R/utils_whdh.R

Defines functions get_data_lake_name get_data_layer get_valid_inds get_whdh_path save_gho_backup_to_whdh

Documented in get_data_lake_name get_whdh_path save_gho_backup_to_whdh

#' Backup GHO data to the WHDH Data Lake
#'
#' This function simplifies the process of creating backups snapshots of GHO data
#' and saving these to the WHDH data lake.
#'
#' It returns the input data frame, without any changes.
#'
#' @param df The response from the GHO API, typically the result of calling
#' [ghost::gho_data()].
#' @param billion The billion to which the indicator belongs
#' @param ind_code The GPW13 code for the indicator
#' @param silent Passed to [whdh::upload_to_data_lake()]. Determines if upload
#'   messages and progress bar are shown
#'
#' @return The original data frame
#'
#' @export
#'
#' @family whdh
#'
save_gho_backup_to_whdh <- function(df,
                                    billion,
                                    ind_code,
                                    silent = FALSE) {

  # Generate the upload path for the data lake
  tstamp <- whdh::get_formatted_timestamp()
  file_name <- sprintf("%s_%s_gho_%s.parquet", billion, ind_code, tstamp)
  gho_backup_path <- get_whdh_path(
    operation = "upload",
    billion = billion,
    ind_codes = ind_code,
    data_type = "ingestion_data",
    file_names = file_name
  )

  # Save the data frame to a temporary parquet file
  temp_file <- tempfile(fileext = ".parquet")
  arrow::write_parquet(df, temp_file, compression = "gzip")
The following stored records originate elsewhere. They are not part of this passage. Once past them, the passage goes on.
PR #112, opened 2017-01-04
Generalize systemd override

kpengboy:
Generalize `ocf::systemd::override` to handle any type of unit, and make use of that to set the docker socket group with systemd drop-ins.

Please review.

### DIFF
--- a/modules/ocf/manifests/systemd/override.pp
+++ b/modules/ocf/manifests/systemd/override.pp
@@ -21,4 +21,11 @@ define ocf::systemd::override(
     notify  => Exec['systemd-reload'],
     require => Package['systemd-sysv'],
   }
+
+  if $unit =~ /(.*)\.service$/ {
+    ensure_resource('service', $1)
+
+    File["/etc/systemd/system/${unit}.d/${title}.conf"] ~> Service[$1]
+    Exec['systemd-reload'] -> Service[$1]
+  }
 }
--- a/modules/ocf/manifests/systemd/override.pp
+++ b/modules/ocf/manifests/systemd/override.pp
@@ -7,21 +7,18 @@
 #     ExecStart=
 #     ExecStart=/path/to/my/thing
 define ocf::systemd::override(
-    $service,
+    $unit,
     $source = undef,
     $content = undef,
 ) {
-  ensure_resource('file', "/etc/systemd/system/${service}.service.d", {
+  ensure_resource('file', "/etc/systemd/system/${unit}.d", {
     ensure => directory,
   })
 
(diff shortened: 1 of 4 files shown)


modules/ocf_irc/manifests/ircd.pp
```diff
@@ -8,10 +8,10 @@
   }
 
   ocf::systemd::override { 'start-inspircd-before-anope':
-    service => 'inspircd',
-    content => "[Unit]\nBefore=anope.service",
+    unit    => 'inspircd.service',
+    content => "[Unit]\nBefore=anope.service\n",
     require => Package['inspircd', 'anope'],
-    before  => Service['inspircd'],
+    notify  => Service['inspircd'],
```
chriskuehl: is there a guarantee that this notify happens after systemd gets reloaded? that's the reason `before` was used instead of notify.

modules/ocf/manifests/systemd/override.pp
```diff
@@ -7,21 +7,18 @@
...
-    content  => $content,
-    notify   => [
-      Exec['systemd-reload'],
-      Service[$service],
-    ],
-    require  => Package['systemd-sysv'],
+  file { "/etc/systemd/system/${unit}.d/${title}.conf":
+    source  => $source,
+    content => $content,
+    notify  => Exec['systemd-reload'],
```
kpengboy: It's up to the caller to notify any service that needs to be reloaded now. Is this too prone to programmer error? Are we worried about any potential race conditions, of `Service` being refreshed before `systemd-reload` happens?

modules/ocf_irc/manifests/ircd.pp
kpengboy: Well, `notify` implies `before`, but I did touch upon your point in your previous comment.

modules/ocf/manifests/systemd/override.pp
kpengboy: Also, is the status quo not subject to the same potential race?

modules/ocf_irc/manifests/ircd.pp
chriskuehl: ok

modules/ocf/manifests/systemd/override.pp
jvperrin: I think it's fine if the caller is left to notify the service it overrides, but that should probably be mentioned at the top of this file so that it is clear it is necessary.

kpengboy:
Rebasing on top of current master

kpengboy:
Comments?

kpengboy:
None? OK, I'm merging...

PR #114, opened 2017-01-06
Better mirror monitoring & Kali push mirroring

jvperrin:
This separates out the monitoring of ftpsync mirrors from the rest of the sync process. This should make it easier to add new monitoring for non-ftpsync projects by just making a different heath-checking script for that project.

This also makes the hour for ftpsync configurable in case syncing should be run less often than every hour.

Finally, this adds push syncing for Kali, which has a long SSH key, but I don't think there's a better way to add it really.


modules/ocf_mirrors/manifests/ftpsync.pp
```diff
@@ -1,20 +1,16 @@
 # ftpsync is a Debian tool for reliably mirroring Debian archives:
 # https://www.debian.org/mirror/ftpmirror
 define ocf_mirrors::ftpsync(
-    $cron_minute,
     $rsync_host,
+    $cron_minute = undef,
```
chriskuehl: is there ever a case we won't want a cron minute? i figure even with push mirroring, we'd still want to sync at least once a day, just in case

jvperrin: No, if isn't set, then [cron isn't even used at all](https://github.com/ocf/puppet/pull/114/files#diff-8c8f6ab7251650b2233929d55bdb08f1R45), which makes it possible to define a push-only triggered ftpsync for example. Not super useful right now, but I thought we might want to do this sometime with Kali if push mirroring works fine.

jvperrin: Whoops, read the last part of your comment lol.

Yeah, probably true on that, we would want to sync periodically anyway, so I'll change this back, good point.

PR #115, opened 2017-01-12
Upgrade puppet pre-commit hooks

chriskuehl:
We're using puppet 4 for validation now, but that's probably fine since soon we'll be on Puppet 4.


jvperrin:
I did update Jenkins plugins today, so maybe that's why this is failing? I'll look into it a bit more.

jvperrin:
Alright, I upgraded a couple remaining plugins and it appears to be running now, so hopefully it's fixed again.

PR #116, opened 2017-01-14
Replace Rack puppet master with puppetserver

jvperrin:
Puppetserver is not my favorite, mostly because it's a scary all-in-one JVM application, but it does have some especially nice features, like being able to support both Puppet 3 and Puppet 4 clients in the same server, and being able to use PuppetDB. The puppet documentation does say that the Rack puppet master will be removed in the future, so it seems like a good idea to migrate to puppetserver now, since it also allows for using Puppet 4 with no barriers.

Also all the current errors being emailed are coming from [this issue](https://tickets.puppetlabs.com/browse/MODULES-3310), which appears to be some kind of issue when using Puppet 3 agents with puppetserver and the concat module, which we do almost everywhere now, so anything using the concat module (pretty much just used for joining SSL certs right now into bundles) will error until the concat module is downgraded.

### DIFF
--- a/hiera.yaml
+++ b/hiera.yaml
@@ -10,7 +10,7 @@
     - common
 
 :yaml:
-    :datadir: /opt/puppet/env/%{environment}/hieradata
+    :datadir: /etc/puppetlabs/code/environments/%{environment}/hieradata
 
 :puppet:
     :datasource: data
--- a/modules/ocf_puppet/files/ldap-enc
+++ b/modules/ocf_puppet/files/ldap-enc
@@ -35,21 +35,16 @@ def main():
         # Could not find a unique node to classify, exit
         sys.exit(1)
 
-    output = {'parameters': {}}
+    output = {'parameters': {}, 'environment': host['environment'][0]}
 
     for key, values in host.items():
-        # The environment is a special parameter that needs some conversion to
-        # work correctly.
-        if key == 'environment':
-            output['environment'] = values[0]
-
         # Remove the value from its list only if it is a singular value
         if len(values) == 1:
             output['parameters'][key] = values[0]
         else:
             output['parameters'][key] = values
 
-    print(yaml.dump(output, default_flow_style=False))
+    print(yaml.safe_dump(output, default_flow_style=False))
 
 
 if __name__ == '__main__':
--- a/modules/ocf_puppet/files/ldap-enc
+++ b/modules/ocf_puppet/files/ldap-enc
@@ -10,13 +10,13 @@ nodes like the built-in LDAP classifier.
 This is that classifier! It takes in node FQDNs, and looks them up in LDAP
 to get variables and classes to give to Puppet.
 """
-
 import argparse
 import sys
-import yaml
 
-from ocflib.infra.hosts import hosts_by_filter
+import yaml
 from ocflib.infra.hosts import hostname_from_domain
+from ocflib.infra.hosts import hosts_by_filter
+
 
 def main():
     parser = argparse.ArgumentParser(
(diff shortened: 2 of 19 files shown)


hiera.yaml
```diff
@@ -10,7 +10,7 @@
     - common
 
 :yaml:
-    :datadir: /opt/puppet/env/%{environment}/hieradata
+    :datadir: /etc/puppetlabs/code/environments/%{environment}/hieradata
```
chriskuehl: lol i kinda hate this new path

modules/ocf_puppet/files/ldap-enc
```diff
@@ -0,0 +1,56 @@
...
+        if key == 'environment':
+            output['environment'] = values[0]
+
+        # Remove the value from its list only if it is a singular value
+        if len(values) == 1:
+            output['parameters'][key] = values[0]
+        else:
+            output['parameters'][key] = values
+
+    print(yaml.dump(output, default_flow_style=False))
```
chriskuehl: i'd s/dump/safe_dump/ as a general best practice

!sux pyyaml

modules/ocf_puppet/files/ldap-enc
```diff
@@ -0,0 +1,56 @@
...
+        # Could not find a unique node to classify, exit
+        sys.exit(1)
+
+    output = {'parameters': {}}
+
+    for key, values in host.items():
+        # The environment is a special parameter that needs some conversion to
+        # work correctly.
+        if key == 'environment':
+            output['environment'] = values[0]
```
chriskuehl: can you just move this out of the loop?

```python
output['environment'], = host['environment']

for key, values in host.items():
    if len(values) == 1:
        ...
```

modules/ocf_puppet/manifests/puppetmaster.pp
```diff
@@ -1,52 +1,75 @@
...
-    ssl_verify_depth  => 1,
-    ssl_options       => ['+StdEnvVars', '+ExportCertData'],
-
-    rack_base_uris => ['/'];
+  # Set correct memory limits on puppetserver so that it doesn't run out
+  augeas { '/etc/default/puppetserver':
+    context => '/files/etc/default/puppetserver',
+    changes => [
+      "set JAVA_ARGS '\"-Xms1g -Xmx1g -XX:MaxPermSize=512m\"'",
+    ],
```
chriskuehl: lol thanks java

hiera.yaml
jvperrin: Same, it's really long, but there is a symlink still in place if you want to edit things at the old location

modules/ocf_puppet/files/ldap-enc
jvperrin: Yeah, sounds fine, they should all have an environment set in the LDAP data, so that's a fair assumption to make

modules/ocf_puppet/manifests/puppetmaster.pp
jvperrin: Yeah, not a fan of the memory usage and startup time of puppet server, but it does serve requests faster, so I guess that's a reasonable tradeoff? /shrug

modules/ocf_puppet/files/ldap-enc
jvperrin: Alright, didn't know that was a thing, but it certainly sounds safer :stuck_out_tongue:

chriskuehl: if the pyyaml people were sane, they'd have renamed `load` to `very_dangerous_load` and `safe_load` to `load`

afaik `dump` isn't all that dangerous, but it can generate output that can't be parsed by `safe_load` (or by non-pyyaml yaml parsers), so i'd still suggest to avoid it

jvperrin:
Thanks, I just wish it didn't take so long to get puppeted and cleaned up, because stretch is coming very soon now...

PR #118, opened 2017-01-18
Add nvidia-settings to ocf_desktops

harrisonkuo:
Need nvidia-settings to remove screen tearing script, not sure about NUC.

### DIFF
--- a/modules/ocf/manifests/extrapackages.pp
+++ b/modules/ocf/manifests/extrapackages.pp
@@ -85,6 +85,7 @@ class ocf::extrapackages {
     'nasm',
     'nodejs',
     'npm',
+    'nvidia-settings',
     'octave',
     'pandoc',
     'pdfchain',


chriskuehl:
also probably only on desktops with nvidia? we have some logic for that already: https://github.com/ocf/puppet/blob/a4cda0ac13a0ac17abc58f82466f38b4b320b34c/modules/ocf_desktop/manifests/drivers.pp#L5-L14

jvperrin:
`nvidia-settings` has a backported version too, so that one would probably work better and can just be added to this line: https://github.com/ocf/puppet/blob/master/modules/ocf_desktop/manifests/drivers.pp#L8

harrisonkuo:
Woops, forgot about that one.

matthew-mcallister:
Please don't close PRs prematurely, it's better to work on the existing branch so the discussion is preserved.

PR #120, opened 2017-01-19
Stretch desktops

jvperrin:
This is pretty much done now, it pretty much just needs the network interface naming to be fixed up, which can be done now that we have regular access to the lab, unlike over break, where something could have easily broken and not been fixable until the semester started. A few packages also should be figured out, but most of them are compatible already and appear to be working fine.

My plan is to gradually enable this on desktops in the lab by installing stretch on them, starting with the row eruption is on, and growing from there if there aren't any issues.


jvperrin:
Interesting, so it makes a merge commit to resolve the conflicts, hadn't tried that before...

jvperrin:
Alright, I think this is pretty much all done now, and three desktops are now on stretch! (`eruption`, `asteroid`, and `chaos`)

jvperrin:
It sorta does, but it didn't have the intended effect. Instead of pinning only `unstable`, it pinned everything from anywhere in `mirrors` to 150, which meant that packages were installed from unstable when they shouldn't have been. I changed it to be in an `apt::pin` instead with the release name and that seems to help.

Strange behavior though, not at all what I would expect it to do...

jvperrin:
Any comments on this? I'm thinking of merging this soon if not since more than half the lab is using stretch now and I haven't heard of any problems recently.

jvperrin:
Now named "Stretch desktops and one KVM server"

jvperrin:
Ok, I'll merge this then, since there don't seem to be any suggestions and it's pretty stable.

matthew-mcallister:
~Awesome~

PR #935, opened 2020-04-10
bump websocket timeouts in k8s lb

cg505:
I still need to test this, but this should keep the mastodon websocket from timing out.


cg505:
This is tested and it works. Please review.

PR #944, opened 2020-04-16
staffvm: release nyx

abizer:
so long, and thanks for all the fish

### DIFF
--- a/hieradata/nodes/nyx.yaml
+++ b/hieradata/nodes/nyx.yaml
@@ -1,5 +1,0 @@
-classes:
-    - ocf_ocfweb::dev_config
-#   - ocf::packages::docker
-
-owner: abizer


dkess:
o7

glee-:
o7

jvperrin:
There's probably some delay after that too, since the tests are currently getting host lists from puppetdb, so it would need to be absent from there to actually not run

cg505:
hmm, I guess we may not have removed any hosts since octocatalogdiff has been rolled out

cg505:
I ran `sudo puppet node deactivate nyx.ocf.berkeley.edu` and it seemed to fix the problem.

jvperrin:
Nice, good to know that works 👍

BernardZhao:
Is there anything left to be done here?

  # Upload the parquet file to the data lake
  whdh::upload_to_data_lake(
    data_lake_name = get_data_lake_name(),
    container = "whdh",
    source_path = temp_file,
    destination_path = gho_backup_path,
    validate_user_input = FALSE,
    silent = silent
  )

  # Return the input data frame
  df
}

#' Generate file paths for the Triple Billions WHDH data lake
#'
#' `get_whdh_path()` simplifies the process of generating accurate file paths for
#' downloading/uploading files from the Triple Billions WHDH data lake.
#'
#' Using this function when working with the data lake is highly recommended as
#' it ensures file paths abide by the established standards and directory structure
#' for the data lake.
#'
#' @param operation (string) Either "download" or "upload".
#' @param data_type (string) The type of data to load.
#' * `wrangled_data` (default): raw data that has been wrangled into a suitable
#'   form for analysis.
#' * `projected_data`:  data that has been fully projected to the target year but
#'   has not yet been transformed or calculated upon.
#' * `final_data`: the complete set of billions data with transformed values, contributions,
#'   and all calculations available.
#' * `ingestion_data`: raw data in its original form as received from the technical
#'  program, GHO, or other sources. These files have not been wrangled or modified
#'  in any way.
#' @param billion (string) One of "all" (default), "hep", "hpop", or "uhc". If "all",
#' the file paths for all indicators in all three bilions are returned.
#' @param ind_codes (character vector) The name of the indicator (or indicators) to load data for.
#'   If `all`, returns paths for all indicators for a given billion. If `billion = "all"`,
#'   this argument is ignored and the file paths for all indicators in all three bilions
#'   are returned.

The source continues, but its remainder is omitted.